Personal information
- Born: December 5, 1990 (age 35) Lexington, Kentucky
- Nationality: American
- Listed height: 1.93 m (6 ft 4 in)
- Listed weight: 90 kg (198 lb)

Career information
- High school: Lexington Catholic (Lexington, Kentucky)
- College: Georgetown (2009–2011); Dayton (2012–2014);
- NBA draft: 2014: undrafted
- Playing career: 2014–present

Career history
- 2016–2017: s.Oliver Würzburg
- 2017–2018: Antibes Sharks
- 2018–2019: Élan Chalon
- 2019–2020: CSP Limoges
- 2020–2021: Élan Béarnais
- 2021–2022: Victoria Libertas Pesaro
- 2022–2023: Pallacanestro Forlì 2.015
- 2023: Hapoel Galil Elyon
- 2023: Kauhajoen Karhu

= Vincent Sanford =

American basketball player (born 1990)

Vincent Laron "Vee" Sanford II (born December 5, 1990) is an American professional basketball player for Hapoel Galil Elyon of the Israeli Basketball Premier League. He played college basketball for Georgetown and Dayton.

==Early life==

Sanford was born in Lexington, Kentucky. His parents are Vincent and Angela Sanford, and he has a sister, Nataliah. His father played basketball at the University of Kentucky, before transferring to South Florida University.

==High school==

He attended Lexington Catholic High School, where he averaged 22.4 points, 4.8 rebounds, 2.5 steals and 2.4 assists a game in his senior season. He was picked The Courier-Journal First Team All-State, and was a McDonalds All-American nominee.

==College career==
He played college basketball for Georgetown and Dayton.

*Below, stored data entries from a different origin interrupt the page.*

PR #26, opened 2020-10-19
Add guidelines for writing migration scripts

flin-8:
# Description

It's not clear when we need to write migration scripts. This is a source of confusing bugs given the pitfalls involved.
This document hopes to make it easy to make a decision.

Feel free to edit/suggest.

### DIFF
--- a/OctopusServer/Migrations.md
+++ b/OctopusServer/Migrations.md
@@ -1,0 +1,31 @@
+# Migration Scripts
+
+## Overview
+
+When making changes that affect the state/shape of persisted objects, we should always write a migration script to upgrade existing objects in the database. This is the case even if only pre-release versions of Octopus are affected, as our internal instances as well as Octopus Cloud may have been exposed to that version.
+
+The other benefit is reduced ambiguity, where we don’t rely on:
+- Serialization behaviour to remove old properties
+- Mainline code to add default values for new properties.
+
+## Problem
+
+Currently it's not clear when we need to write migration scripts when the shape of a persisted object changes, since it’s possible to lean on mainline code to fill in default values for new properties, and serialization to remove old properties.
+
+There are also cases where a bug prevented a property from being filled out, should we go to the trouble of writing a migration script if we are just fixing that bug?
+
+## Proposed Solution
+
+If objects created/manipulated before and after the change look different when persisted, then write a migration script.
+
+This ensures that:
+- Objects created/manipulated before and after the change look identical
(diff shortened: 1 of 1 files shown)


MarkSiedle (approved):
Love it + 100% agree. Adding various "defaults" or "conditional fill-ins" in our mainline code (because something may or may not exist) is horrible for future-us to have to reason about. We've still got various hacks in our frontend to protect against bad data/missing defaults etc.  that were very difficult to work through in the step-editor revamp for example.

You mentioned this was pretty raw, but I think this sums up the problem/solution/direction really well. It's a great foundation that we can iterate on in terms of guidance.

This is not a blocker, but do we have any recent PRs (from QRF or otherwise) that have resolved one of these issues? I had a quick look through the closed-PRs list, but none of the titles jumped out at me. If you know of any, would it be worth including an example PR that addresses/solves one of these problems (showing our recommended approach for DB migrations like these)?

LGTM

flin-8:
> Love it + 100% agree. Adding various "defaults" or "conditional fill-ins" in our mainline code (because something may or may not exist) is horrible for future-us to have to reason about. We've still got various hacks in our frontend to protect against bad data/missing defaults etc. that were very difficult to work through in the step-editor revamp for example.
> 
> You mentioned this was pretty raw, but I think this sums up the problem/solution/direction really well. It's a great foundation that we can iterate on in terms of guidance.
> 
> This is not a blocker, but do we have any recent PRs (from QRF or otherwise) that have resolved one of these issues? I had a quick look through the closed-PRs list, but none of the titles jumped out at me. If you know of any, would it be worth including an example PR that addresses/solves one of these problems (showing our recommended approach for DB migrations like these)?
> 
> LGTM

I've added an example of a fix to the document (https://trello.com/c/Z5SnrNid/3764-variable-substitution-broken-for-steps-based-on-a-template)

flin-8:
@NickJosevski did you want to add anything here?

NickJosevski:
Looks good thanks for pinging me, this is an area I care a lot about in server as often I had to fix it.

If you need more examples, look back at old migration scripts, will be faster to spot repairs and the associated PRs + Issues

Good stuff mentioning:
 * pre-release versions
 * Serialization behaviour
 * Mainline code to add default

The mainline defaults/repairs - I'd call this out as something that **must be avoided and cleaned up if spotted.**

 > Remove any mainline patching code - as it only delays the bug hitting us. The more time that passes the more chance for the data to drift even further (subsequent patches may miss it if it's not recognisable).

NickJosevski (approved):
😄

In 2009-10 for Georgetown he played in 27 games, and averaged 1.2 points and 0.7 rebounds.

==Professional career==
He began his professional career in 2016 with s.Oliver Würzburg. Sanford averaged 11.3 points and 2.4 assists per game during the 2019-20 season with Limoges. On May 24, 2020, Sanford parted ways with the team.

In the summer of 2017, Sanford II played in The Basketball Tournament on ESPN for the Broad Street Brawlers. He competed for the $2 million prize, and for the Brawlers, he averaged 24.5 points per game. Sanford III helped the Brawlers reach the second round of the tournament, only then losing to Team Colorado 111-95. He then Joined the Dayton alumni team, The Red Scare (basketball team), for the 2019 edition of The Basketball Tournament. They defeated The Region TBT in the first round before advancing past Mid American Unity 88-86 in the second round. They then lost to eventual champions Carmens Crew in the regional finals.
Sanford is known for his ability to hit the midrange shot with a variety of pull-ups and floaters.

On July 29, 2020, he signed with Élan Béarnais of the French LNB Pro A. Sanford averaged 13.6 points, 3.3 rebounds, and 2.5 assists per game. On July 17, 2021, he signed with Victoria Libertas Pesaro of the Lega Basket Serie A.

On September 3, 2023, he signed with Hapoel Galil Elyon of the Israeli Basketball Premier League.